-- Your instructions --
Scan the records for "cases" and copy each line that contains it.

-- Data extract --
━━━

PR #19936, opened 2025-08-16
[ty] Fix subtyping/assignability for `@property` protocol members

### LINKED ISSUE #1379: Properly support `@property` members on protocols
If a protocol `P` has an `@property` member `foo`, we currently say that any nominal type `N` will satisfy `P`'s interface if `N` has an attribute `foo`. This is obviously incorrect; we should also consider the type of the member `foo` on the protocol. For `@property` members with setters, we should also check whether the `foo` attribute can be set on `N` with the type the setter specifies.

Detailed tests for this are already in place at https://github.com/astral-sh/ruff/blob/main/crates/ty_python_semantic/resources/mdtest/protocols.md

### LINKED ISSUE #1380: Support `ClassVar` protocol members
Consider the following two protocols:

```py
from typing import Protocol, ClassVar

class P1(Protocol):
    x: int

class P2(Protocol):
    x: ClassVar[int]
```

In order for a type `N` to satisy `P1`'s interface, an `x` attribute needs to be readable with type `int` on instances of `N` and also writable with type `int` on instances of `N`. The `x` attribute does not need to be readable or writable on instances of `type[N]`.

In order for a type `N` to satsify `P2`'s interface, however, an `s` attribute needs to be readable with type `int` on instances of `N` _and_ instances of `type[N]`. It does not need to be writable on instances of `N`, but it _does_ need to be writable on instances of `type[N]`.

AlexWaygood:
## Summary

Fixes https://github.com/astral-sh/ty/issues/1379, fixes https://github.com/astral-sh/ty/issues/1380


charliermarsh:
This merged as https://github.com/astral-sh/ruff/pull/25332.

Issue #19016, opened 2025-06-28
Cleanup Ruff's CLI tests


MichaReiser:
Ruff's CLI integration tests (`crates/ruff/tests`) contain a lot of shared boilerplate code (shared between test functions but also test files). We should try to extract those into a more reusable testing infra. I think ty's CLI test infra works pretty well and we should try if we can use the same structure for ruff. 

https://github.com/astral-sh/ruff/blob/1f27d53fd576e92a7d2cd4abc1761d6ad836d85b/crates/ty/tests/cli/main.rs#L600

Renkai:
Hi, I tried to help on this with PR:https://github.com/astral-sh/ruff/pull/20689
Not sure if it's the right direction. If I get yes I will keep working until the file lint.rs are all rewritten in the new style.

statxc:
I think this is not fully completed. @MichaReiser Please review this issue again and let me know if it needs to update more. I am ready to work on this

RafaelJohn9:
Hello here 👋 ,

I'm guessing the issue is not open to contributions anymore ?

PR #20689, opened 2025-10-03
Refactor Rust lint test structure to use RuffTestFixture

Renkai:
Part of: https://github.com/astral-sh/ruff/issues/19016, for lint.rs


MichaReiser:
Thanks for working on this. Yes, this is what I had in mind.

Renkai:
Hi @MichaReiser , not sure why I can't modify the reviewers label, PTAL

Renkai:
Can't help on modify the windows insta snapshots very well, because I don't own a windows computer

MichaReiser:
> Can't help on modify the windows insta snapshots very well, because I don't own a windows computer

You can edit snapshots by hand. It's a bit pain but it should be okay if it's only that `/` is replaced with `TMP/`. 

For the other changes. It looks like there's a missing filter somewhere where the base path isn't filtered out anymore.

Renkai:
> > Can't help on modify the windows insta snapshots very well, because I don't own a windows computer
> 
> You can edit snapshots by hand. It's a bit pain but it should be okay if it's only that `/` is replaced with `TMP/`.
> 
> For the other changes. It looks like there's a missing filter somewhere where the base path isn't filtered out anymore.

I fixed the filter problem, but for some tests, windows and linux have different behavior, the linux tests expect `ruff.toml` but windows expect `[TMP]/ruff.toml`. I doubt the `fs::relativize_path` method does not work well in some cases for windows.

https://github.com/Renkai/ruff/blob/2d3458f242188f9a3cdda46ada0aefacafd7f406/crates/ruff_workspace/src/configuration.rs#L1605

Renkai:
In the new pattern, there are four functions have different behavior between windows and linux
- line_too_long_width_override
- mixed_levels
- precedence
- top_level_options
I reverted them to the main branch version. It's most likely caused by `fs::relativize_path` can't work well in some cases, I recommend to create a new issue for them.

crates/ruff/tests/test_fixture.rs
```diff
@@ -0,0 +1,201 @@
+//! Test fixture utilities for ruff CLI tests
+//!
+//! The core concept is borrowed from ty/tests/cli/main.rs and can be extended
+//! with more functionality from there in the future if needed.
+
+#![allow(dead_code)]
```
MichaReiser: Let's remove the `allow` dead code and remove any unusede code instead

crates/ruff/tests/test_fixture.rs
```diff
@@ -0,0 +1,201 @@
...
+/// Creates a regex filter for replacing temporary directory paths in snapshots
+pub(crate) fn tempdir_filter(path: impl AsRef<Path>) -> String {
+    let path_str = path.as_ref().to_str().unwrap();
+
+    // Strip UNC prefix if present to normalize the path
+    let normalized_path = if let Some(stripped) = path_str.strip_prefix(r"\\?\") {
+        stripped
+    } else {
+        path_str
+    };
```
MichaReiser: What's the reason why you aren't using dunce here (you can add it as a dev-only dependency)

crates/ruff/tests/cli/main.rs
```diff
@@ -0,0 +1,201 @@
...
+        path_str
+    };
+
+    // Escape the normalized path
+    let escaped_path = escape(normalized_path);
+    // Replace literal backslashes in the escaped pattern with a character class that matches both
+    let cross_platform_pattern = escaped_path.replace(r"\\", r"[\\/]");
+
+    // Always add optional UNC prefix to match both \\?\C:\... and C:\... patterns
+    // This ensures compatibility regardless of whether input or output contains UNC prefix
```
MichaReiser: Rather than handling UNC paths here, I suggest to do the same as ty and strip any UNC prefix in `new`

crates/ruff/tests/test_fixture.rs
```diff
@@ -0,0 +1,201 @@
...
+    /// - Environment isolation for consistent test behavior
+    pub(crate) fn new() -> Result<Self> {
+        let temp_dir = TempDir::new()?;
+
+        // Canonicalize the tempdir path because macOS uses symlinks for tempdirs
+        // and that doesn't play well with our snapshot filtering.
+        let project_dir = temp_dir
+            .path()
+            .canonicalize()
+            .context("Failed to canonicalize project path")?;
```
MichaReiser: Let's strip the UNC prefix here using dunce (you can add it as a dev dependency)

crates/ruff/tests/test_fixture.rs
```diff
@@ -0,0 +1,201 @@
...
+    ///
+    /// * `path` - The relative path for the file
+    /// * `content` - The content to write to the file
+    pub(crate) fn write_file(&self, path: impl AsRef<Path>, content: &str) -> Result<()> {
+        let path = path.as_ref();
+        let file_path = self.project_dir.join(path);
+
+        Self::ensure_parent_directory(&file_path)?;
+
+        let content = content.trim_start_matches('\n');
```
MichaReiser: Can we use `dedent` here instead of trimming start new lines only?

crates/ruff/tests/test_fixture.rs
Renkai: The current functions are actually all used, not sure why the clippy believe they are dead, add some unit tests to make sure they are used now.

crates/ruff/tests/test_fixture.rs
Renkai: Nice crate, I didn't know it exists before.

PR #20704, opened 2025-10-05
Fix false negatives in `Truthiness::from_expr` for lambdas, generators, and f-strings

### LINKED ISSUE #20703: `Truthiness:from_expr` has false negatives
### Summary

[`Truthiness:from_expr`](https://github.com/astral-sh/ruff/blob/0.13.3/crates/ruff_python_ast/src/helpers.rs#L1217) has false negatives for certain expressions that are guaranteed to be truthy: generator expressions, lambda expressions, f-string interpolations containing byte strings (even if they are empty), and f-string interpolations containing debug text. This affects [`subprocess-popen-with-shell-equals-true` (S602)](https://docs.astral.sh/ruff/rules/subprocess-popen-with-shell-equals-true/), [`call-with-shell-equals-true` (S604)](https://docs.astral.sh/ruff/rules/call-with-shell-equals-true/), [`unix-command-wildcard-injection` (S609)](https://docs.astral.sh/ruff/rules/unix-command-wildcard-injection/), and [`expr-or-true` (SIM222)](https://docs.astral.sh/ruff/rules/expr-or-true/), at least. [Example](https://play.ruff.rs/3e39aaa8-8e77-4c80-866d-3cec57cfa924):

```console
$ cat >truthiness_fn.py <<'# EOF'
import subprocess
subprocess.run("echo | xxd -p", shell=(x for x in ()))
print(bool(dict(shell=lambda: 0)["shell"]))
print(subprocess.check_output("echo chmod 777 truthiness_*.py", shell=f"{b""}"))
print(f"{""=}" or 0)
# EOF

$ python truthiness_fn.py
0a
True
b'chmod 777 truthiness_fn.py\n'
""=''

$ ruff --isolated check truthiness_fn.py --select S602,S604,S609,SIM222
All checks passed!
```

### Version

ruff 0.13.3 (188c0dce2 2025-10-02)

danparizher:
## Summary

Fixes #20703

### DIFF
--- a/crates/ruff_python_ast/src/helpers.rs
+++ b/crates/ruff_python_ast/src/helpers.rs
@@ -1402,8 +1402,7 @@ fn is_non_empty_f_string(expr: &ast::ExprFString) -> bool {
             f_string.elements.iter().all(|element| match element {
                 InterpolatedStringElement::Literal(string_literal) => !string_literal.is_empty(),
                 InterpolatedStringElement::Interpolation(f_string) => {
-                    f_string.debug_text.is_some()
-                        || inner(&f_string.expression)
+                    f_string.debug_text.is_some() || inner(&f_string.expression)
                 }
             })
         }


crates/ruff_python_ast/src/helpers.rs
dylwil3, line 1: Thank you! This looks good. Instead of these unit tests, could you pick some of the affected rules and add snapshot tests?

crates/ruff_python_ast/src/helpers.rs
```diff
@@ -1397,7 +1401,11 @@ fn is_non_empty_f_string(expr: &ast::ExprFString) -> bool {
         ast::FStringPart::FString(f_string) => {
             f_string.elements.iter().all(|element| match element {
                 InterpolatedStringElement::Literal(string_literal) => !string_literal.is_empty(),
-                InterpolatedStringElement::Interpolation(f_string) => inner(&f_string.expression),
+                InterpolatedStringElement::Interpolation(f_string) => {
+                    f_string.debug_text.is_some()
+                        || !matches!(f_string.conversion, ast::ConversionFlag::None)
```
dylwil3: I'm not sure I understand this line. Which of the deductions in `inner` is incorrect for string, ascii, or `repr` conversion flags?

danparizher: When an f-string interpolation has a conversion flag like `!s`, `!a`, or `!r`, Python's `str()`, `ascii()`, and `repr()` functions always produce a non-empty string representation of the object.

This means that all the complex expressions in the `inner` function (like `BoolOp`, `BinOp`, `Call`, `Attribute`, etc.) that normally return `false` because we can't determine if they're empty become guaranteed to be non-empty when conversion flags are applied.

The conversion flags essentially override the uncertainty by ensuring the result is always a meaningful string representation, which is why the condition correctly returns `true` whenever any conversion flag is present.

dscorbett: All three conversions can produce empty strings.
```console
$ cat >counterexamples.py <<'# EOF'
from configparser import Error
error = Error()
print(len(f"{error!s}"))
print(len(f"{error!a}"))
print(len(f"{error!r}"))
# EOF

$ python counterexamples.py
0
0
0
```

danparizher: Thanks for this; I was wrong about that then. In that case, we should have the condition removed.

dylwil3: I don't think those counterexamples are relevant here, as far as I can tell. The function in question returns `true` when we can be _certain_ that the f-string is nonempty, and `false` otherwise. It already returns false for `Name` expressions, so it would already be okay for `counterexamples.py` with or without worrying about conversion flags.

My claim is that the expressions for which we return `true` would be unaffected by the presence of these flags (insofar as their boolean value).

PR #20715, opened 2025-10-06
[ty] Enforce that `typing_extensions` must come from a stdlib search path

AlexWaygood:
## Summary

I _believe_ this fixes the panic in https://github.com/astral-sh/ty/issues/1289. It's what mypy does, anyway, and it seems like reasonable behaviour. (I don't want to close that issue, though, because I think we should do other things as well, such as improve our documentation around these options.)

## Test Plan

The following steps reproduce the panic on `main`:

1. `git clone https://github.com/copdips/ty-issues-1289`
2. `uv venv -p3.12`
3. `uv sync`
4. `cd backend`
5. `cargo run --manifest-path path/to/ruff/clone -p ty check`

If I then checkout this branch on my Ruff clone, the panic then no longer manifests when executing the final command.

### DIFF
--- a/crates/ty_python_semantic/src/module_resolver/resolver.rs
+++ b/crates/ty_python_semantic/src/module_resolver/resolver.rs
@@ -666,11 +666,15 @@ struct ModuleNameIngredient<'db> {
 /// Returns `true` if the module name refers to a standard library module which can't be shadowed
 /// by a first-party module.
 ///
-/// This includes "builtin" modules, which can never be shadowed at runtime either, as well as the
-/// `types` module, which tends to be imported early in Python startup, so can't be consistently
-/// shadowed, and is important to type checking.
+/// This includes "builtin" modules, which can never be shadowed at runtime either, as well as
+/// certain other modules that are involved in an import cycle with `builtins` (`types`,
+/// `typing_extensions`, etc.). This latter set of modules cannot be allowed to be shadowed by
+/// first-party or "extra-path" modules, or we risk panics in unexpected places due to being
+/// unable to resolve builtin symbols. This is similar behaviour other other type checkers such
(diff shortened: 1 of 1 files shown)


AlexWaygood:
We _could_ consider just copying mypy completely here, and making all these modules non-shadowable: https://github.com/python/mypy/blob/3807423e9d98e678bf16b13ec8b4f909fe181908/mypy/build.py#L104-L117.

The underlying issue here is really one of documentation, though: the docs for the `extra-paths` option should mention the `python` option; possibly we should add aliases for the `python` option to make it clear that you should use it to point to your virtual environment; possibly we should rename `extra-paths` to something like `non-environment-paths` so that it sounds less "inviting" to users. Given that I think we'll need to make at least some of those changes anyway, I think it probably makes sense to add modules to the non-shadowable denylist as and when issues like this come up, rather than overly hastily assuming that they'll all cause issues for us just because they cause issues for (some) other type checkers.

crates/ty_python_semantic/src/module_resolver/resolver.rs
```diff
@@ -666,11 +666,15 @@ struct ModuleNameIngredient<'db> {
...
 /// by a first-party module.
 ///
-/// This includes "builtin" modules, which can never be shadowed at runtime either, as well as the
-/// `types` module, which tends to be imported early in Python startup, so can't be consistently
-/// shadowed, and is important to type checking.
+/// This includes "builtin" modules, which can never be shadowed at runtime either, as well as
+/// certain other modules that are involved in an import cycle with `builtins` (`types`,
+/// `typing_extensions`, etc.). This latter set of modules cannot be allowed to be shadowed by
+/// first-party or "extra-path" modules, or we risk panics in unexpected places due to being
+/// unable to resolve builtin symbols. This is similar behaviour other other type checkers such
```
AlexWaygood:
```suggestion
/// unable to resolve builtin symbols. This is similar behaviour to other type checkers such
```

PR #20718, opened 2025-10-06
[ty] Add `--venv` as an alias to `--python`

AlexWaygood:
## Summary

This PR adds `--venv` as an alias to `--python` on the ty CLI. The motivation is that if you're just skimming the online docs for the CLI interface, this may make it easier to spot at a glance that this option should be used to specify the location of your virtual environment. (See the changes to the generated `cli.md` file in this PR.)

We shouldn't rename the option to `--venv` because it can also be used to point to a system environment. It's tempting to add a `--venv-path` alias, which would match the name of one of pyright's options, but pyright's `--venv-path` option has different semantics, so that would probably cause more confusion rather than clarifying anything.

Helps with https://github.com/astral-sh/ty/issues/1289


MichaReiser (approved):
I don't love it but sounds reasonable (Do I remember it correctly that this is something you always wanted to do but I was grumpy and said no? 😆 )

AlexWaygood:
> (Do I remember it correctly that this is something you always wanted to do but I was grumpy and said no? 😆 )

Hehe, that sounds about right 😆

PR #20723, opened 2025-10-06
[ty] type-of-`self` in methods

sharkdp:


AlexWaygood:
Reopening to get a fresh ecosystem report now https://github.com/astral-sh/ruff/pull/20814 has landed

AlexWaygood:
> Reopening to get a fresh ecosystem report now #20814 has landed

Nice, we're down from 472 new `invalid-super-argument` diagnostics to only 4 🥳

AlexWaygood:
> Nice, we're down from 472 new `invalid-super-argument` diagnostics to only 4 🥳

...And now only 1 (which is a true positive), following https://github.com/astral-sh/ruff/pull/20843

PR #20725, opened 2025-10-06
Update default and latest Python versions for 3.14

### LINKED ISSUE #19467: Change `latest` Python version to Python 3.14
To finalize our stabilization of support for Python 3.14, we should address this `TODO`:

https://github.com/astral-sh/ruff/blob/5cace28c3ecc29f050aa5a57c8659e3154e3211e/crates/ruff_python_ast/src/python_version.rs#L58-L61

ntBre:
Summary
--

Closes #19467 and also removes the warning about using Python 3.14 without
preview enabled.

I also bumped `PythonVersion::default` to 3.9 because it reaches EOL this month,
but we could also defer that for now if we wanted.

The first three commits are related to the `latest` bump to 3.14; the fourth commit
bumps the default to 3.10.

Note that this PR also bumps the default Python version for ty to 3.10 because 
there was a test asserting that it stays in sync with `ast::PythonVersion`.

Test Plan
--

Existing tests

I spot-checked the ecosystem report, and I believe these are all expected. Inbits doesn't specify a target Python version, so I guess we're applying the default. UP007, UP035, and UP045 all use the new default value to emit new diagnostics.

### DIFF
--- a/crates/ruff_linter/resources/test/fixtures/pyflakes/F821_18.py
+++ b/crates/ruff_linter/resources/test/fixtures/pyflakes/F821_18.py
@@ -14,6 +14,6 @@ class Bar:
     ]
 
 
-# OK: Allow named expressions in annotations.
+# This is no longer allowed on Python 3.14+
 x: (y := 1)
 print(y)
--- a/crates/ruff_linter/resources/test/fixtures/pyflakes/F821_26.py
+++ b/crates/ruff_linter/resources/test/fixtures/pyflakes/F821_26.py
@@ -13,16 +13,16 @@ CStr2: TypeAlias = Union["C", str]  # always okay
 
 # References to a class from inside the class:
 class C:
-    other: C = ...  # valid in a `.pyi` stub file, not in a `.py` runtime file
+    other: C = ...  # valid in a `.pyi` stub file, and in a `.py` runtime file with deferred annotations
     other2: "C" = ...  # always okay
-    def from_str(self, s: str) -> C: ...  # valid in a `.pyi` stub file, not in a `.py` runtime file
+    def from_str(self, s: str) -> C: ...  # valid in a `.pyi` stub file, and in a `.py` runtime file with deferred annotations
     def from_str2(self, s: str) -> "C": ...  # always okay
 
 # Circular references:
 class A:
-    foo: B  # valid in a `.pyi` stub file, not in a `.py` runtime file
+    foo: B  # valid in a `.pyi` stub file, and in a `.py` runtime file with deferred annotations
     foo2: "B"  # always okay
-    bar: dict[str, B]  # valid in a `.pyi` stub file, not in a `.py` runtime file
+    bar: dict[str, B]  # valid in a `.pyi` stub file, and in a `.py` runtime file with deferred annotations
     bar2: dict[str, "A"]  # always okay
 
 class B:
--- a/crates/ruff_linter/src/rules/pyflakes/snapshots/ruff_linter__rules__pyflakes__tests__F821_F821_18.py.snap
+++ b/crates/ruff_linter/src/rules/pyflakes/snapshots/ruff_linter__rules__pyflakes__tests__F821_F821_18.py.snap
@@ -4,7 +4,7 @@ source: crates/ruff_linter/src/rules/pyflakes/mod.rs
 F821 Undefined name `y`
   --> F821_18.py:19:7
    |
-17 | # OK: Allow named expressions in annotations.
+17 | # This is no longer allowed on Python 3.14+
 18 | x: (y := 1)
 19 | print(y)
    |       ^


crates/ruff_linter/src/rules/flake8_pyi/snapshots/ruff_linter__rules__flake8_pyi__tests__PYI055_PYI055.py.snap
```diff
@@ -1,6 +1,196 @@
 ---
 source: crates/ruff_linter/src/rules/flake8_pyi/mod.rs
 ---
+PYI055 [*] Multiple `type` members in a union. Combine them into one, e.g., `type[int | str | complex]`.
+ --> PYI055.py:4:4
+  |
+2 | from typing import Union
+3 |
+4 | s: builtins.type[int] | builtins.type[str] | builtins.type[complex]
```
ntBre, line 9: I think these are correct. The check disabling these on earlier Python versions was added in https://github.com/astral-sh/ruff/pull/6457:

https://github.com/astral-sh/ruff/blob/70f51e964855da881c40f87d3eeebf93520042bf/crates/ruff_linter/src/rules/flake8_pyi/rules/unnecessary_type_union.rs#L64-L67

ntBre (commented):
I talked with @dylwil3 on Discord, and we think the removed diagnostics are related to pre-existing issues. He tested at least some of them and found that the diagnostics are also suppressed on earlier Python versions with `from __future__ import annotations`, so I'm planning to open a follow-up issue and not block the release, if that sounds good to everyone. The rules that look suspicious to me (and I'll include in the follow-up issue) are:

- FAST001
- FAST003
- A003
- PTH210
- RUF001

In general, these look like cases where we no longer visit annotations because they aren't evaluated at runtime, but it seems like a worse result not to visit these annotations since it prevents us from emitting helpful diagnostics.

On the other side, the rules with changes that look correct to me are:
- PYI055
- TC001-TC004
- F821
- UP037
- UP006
- UP007
- UP036
- RUF058

Somewhere in between I'd put TC010. String union members are allowed on 3.14, but we probably still want to emit _some_ diagnostic for `"int" | str`; this doesn't seem to [trigger](https://play.ruff.rs/d397295d-b8c5-40b5-aca4-c3cad92c9474) any of the TC rules unless I'm missing some additional configuration.

One remaining question is whether it's better to accept these snapshots or pin them to 3.13. I think it's probably easier to pin for now and then remove the pins while addressing the follow-up issue, but I'm curious what others think.

crates/ty_python_semantic/src/types/class.rs
```diff
@@ -5479,7 +5479,7 @@ mod tests {
         Program::get(&db)
             .set_python_version_with_source(&mut db)
             .to(PythonVersionWithSource {
-                version: PythonVersion::latest_preview(),
+                version: PythonVersion::latest(),
```
sharkdp: Is the change here necessary? It seems to me like we would want to run this test on 3.15 preview soon?

sharkdp (approved):
The ty changes look good to me, thank you!

@AlexWaygood Are there any interactions with typeshed here that we should worry about? Going to a higher default version should be fine, I think?

AlexWaygood:
> @AlexWaygood Are there any interactions with typeshed here that we should worry about? Going to a higher default version should be fine, I think?

Yes, should be fine!

crates/ty/src/python_version.rs
AlexWaygood, line 1: should we not add a `Py314` variant to the `PythonVersion` enum in this file? We should definitely let ty users specify `--python-version=3.14`!

crates/ty/src/python_version.rs
```diff
@@ -7,9 +7,9 @@ pub enum PythonVersion {
     Py37,
     #[value(name = "3.8")]
     Py38,
-    #[default]
     #[value(name = "3.9")]
     Py39,
+    #[default]
```
MichaReiser, line 12: We also need to update the default value in the ruff settings documentation [here](https://github.com/astral-sh/ruff/blob/6b7a9dc2f29b2d8565c32c22189295049e3814a8/crates/ruff_workspace/src/options.rs#L330)

crates/ruff_python_parser/tests/fixtures.rs
```diff
@@ -40,7 +40,7 @@ fn inline_err() {
 fn test_valid_syntax(input_path: &Path) {
     let source = fs::read_to_string(input_path).expect("Expected test file to exist");
     let options = extract_options(&source).unwrap_or_else(|| {
-        ParseOptions::from(Mode::Module).with_target_version(PythonVersion::latest_preview())
+        ParseOptions::from(Mode::Module).with_target_version(PythonVersion::latest())
```
MichaReiser: I think it makes sense to keep `latest_preview` and use it here as we, very intentionally, want to use the latest preview version for parser tests.

MichaReiser:
I agree that we shouldn't block the release if those are pre-existing issues, and creating follow-up issues sounds great. I do think that it's somewhat important to look into what's happening. From a quick investigation, it seems that 

```rust
return dbg!(semantic.resolve_name(response_mode_name_expr))
            == dbg!(semantic.resolve_name(return_value_name_expr));
```

now returns `false` because `resolve_name` for the return value returns None. I haven't investigated further. @dylwil3 is this something you could take a look at. Unless @ntBre want's to fix it before the release ;)

Regarding the tests. For tests that regress, I'd prefer to use `test_path_with_settings_diff` so that it clearly demonstrates the undesired difference. The bugfix PR should then remove all the diffs.

The stringified union example is a bit funny (but also pre-existing). 

```py
x: "int" | str
```

is reported by TC010 but the following isn't, because the rule isn't in a runtime context:

```py

x: "int" | str
```

I'd say this is also a pre-existing issue that doesn't need to block the 3.14 release

MichaReiser (approved):

ntBre:
Thanks all for the reviews!

I think I've addressed all the feedback and will draft the follow-up issue while CI runs.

━━━

-- Expected answer --
I fixed the filter problem, but for some tests, windows and linux have different behavior, the linux tests expect `ruff.toml` but windows expect `[TMP]/ruff.toml`. I doubt the `fs::relativize_path` method does not work well in some cases for windows.
I reverted them to the main branch version. It's most likely caused by `fs::relativize_path` can't work well in some cases, I recommend to create a new issue for them.
In general, these look like cases where we no longer visit annotations because they aren't evaluated at runtime, but it seems like a worse result not to visit these annotations since it prevents us from emitting helpful diagnostics.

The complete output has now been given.